Records drawn from a dataset
--- START ---
PR #4898, opened 2026-04-23
Re-implement array clearing in BasicStore and IniFile

tarek-y-ismail:
## What's new?

- What it says on the tin

## How to test

- `<path/to/build>/bin/miral-test --gtest_filter=LiveConfigIniFile.*`
- `<path/to/build>/bin/miral-test-internal --gtest_filter=BasicStoreTest.*`

## Checklist

- [x] Tests added and pass


src/miral/basic_store.cpp
```diff
@@ -228,6 +244,31 @@ void mlc::BasicStore::Self::do_transaction(std::function<void()> transaction_bod
...
+                std::ranges::views::transform(details.modification_paths, [](auto const& p) { return p.string(); }));
+        }();
+
+        if (details.clear_requested)
+        {
+            try
+            {
+                details.handler(key, std::span<std::string const>{});
+                if (details.parsed_values.empty())
+                    continue;
```
tarek-y-ismail: Note to self & reviewers: This check ensures that we don't accidentally clear, then call the handler with the preset or nullopt a few lines below. This is a decision I made on the fly, so I'm not particularly attached to it.

src/miral/live_config_ini_file.cpp
```diff
@@ -61,7 +61,10 @@ void mlc::IniFile::Self::load_file(std::istream& istream, std::filesystem::path
                         auto const key = Key{trim_start_and_end(line_view.substr(0, eq))};
                         auto const value = trim_start_and_end(line_view.substr(eq + 1));
 
-                        update_key(key, value, path);
+                        if (!value.empty())
+                            update_key(key, value, path);
+                        else if (!clear_array(key))
+                            update_key(key, value, path);
```
tarek-y-ismail: I do agree the two branches _can_ be collapsed. But I don't think they _should_

tarek-y-ismail:
TICS complaints are:
1. Don't use a variadic function (`mir::log_warning`)
2. Don't duplicate an if statement's branch (see https://github.com/canonical/mir/pull/4898#discussion_r3135938374)

src/miral/live_config_ini_file.cpp
AlanGriffiths: I think it is confusing because `clear_array()` has surprising semantics: it includes a check to see whether `key` refers to an array value and returns the result of that check.

Wouldn't that all be clearer if the test and clear logic was all in `update_key()` and we dropped the `clear_array()` method entirely? That already has separate logic for single and array values.

src/miral/basic_store.cpp
AlanGriffiths: I'm not sure why there's a check. Surely if we've called a handler for this key  we should `continue` to the next key regardless.

src/miral/basic_store.cpp
```diff
@@ -228,6 +244,31 @@ void mlc::BasicStore::Self::do_transaction(std::function<void()> transaction_bod
...
+            }
+            catch (std::exception const& e)
+            {
+
+                mir::log_warning(
+                    "Error clearing key '%s' in file '%s': %s", key.to_string().c_str(), modification_paths_str.c_str(), e.what());
```
AlanGriffiths: This message will be misleading: the 'file' is a comma-separated list of files.

src/miral/basic_store.cpp
```diff
@@ -91,6 +92,7 @@ class mlc::BasicStore::Self
         std::optional<std::vector<std::string>> const preset;
         std::vector<std::string> parsed_values;
         std::set<std::filesystem::path> modification_paths;
```
AlanGriffiths: Pre-existing, but isn't `set` the wrong type? Wouldn't it be better to maintain the list in processing order so that this is reflected in any error messages.

AlanGriffiths (changes requested):

src/miral/live_config_ini_file.cpp
tarek-y-ismail: Good idea. My original thinking was to give the caller the power to decide when to clear. But for now, this will work.

src/miral/basic_store.cpp
tarek-y-ismail: I foolishly thought that `std::set` would preserve order due to the existence of `std::unordered_set` :/

src/miral/basic_store.cpp
tarek-y-ismail: There are two cases: 1. We cleared, and didn't append any values afterwards, 2. We cleared, and appended values afterwards. The handler needs to be called with an empty span in both cases, but only in the second case is it strictly necessary to call the handler with the appended values.

If we call the handler with an empty span, then continue to the next key, the user will not be informed of the values appended after clearing.

This is mainly needed so the `ConfigAggregator` is informed of clears and can update its internal state accordingly.

AlanGriffiths: > There are two cases: 1. We cleared, and didn't append any values afterwards, 2. We cleared, and appended values afterwards. The handler needs to be called with an empty span in both cases, but only in the second case is it strictly necessary to call the handler with the appended values.

That sounds like making `BasicStore` a leaky abstraction: why would we call the handler with an empty span when we have values? Why don't we just call it with the values?

My expectation is that the aggregator will initialize each store with the working value (if any) as the preset and the store will call back once with the resulting value.

tarek-y-ismail: Yes. This is a carry-over from the work done to make `ConfigAggregator` work. Since `BasicStore` is internal, we can modify its API to better convey the cases. 

Though for `ConfigAggregator`, we still hit the same issue of `std::optional<std::span>>` not being able to cleanly express our cases on one side, and us being confined to the `Store` interface on the other side , but that's not part of this PR.

AlanGriffiths: OK, so let's make `BasicStore` in this PR work consistently: one callback per key in a "transaction" regardless of whether there was a clear or not.

AlanGriffiths (changes requested):

src/miral/basic_store.cpp
tarek-y-ismail: Done. Note that in `IniFile` handlers, we still have to call the handler twice to notify users that a clear happened in the file being parsed.

AlanGriffiths:
Dropped in favour of #4914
--- END ---
**YOUR OBJECTIVE**
Out of the records above, pull the lines that include the word "next".

**RESPONSE FOR THIS EXERCISE**
AlanGriffiths: I'm not sure why there's a check. Surely if we've called a handler for this key  we should `continue` to the next key regardless.
If we call the handler with an empty span, then continue to the next key, the user will not be informed of the values appended after clearing.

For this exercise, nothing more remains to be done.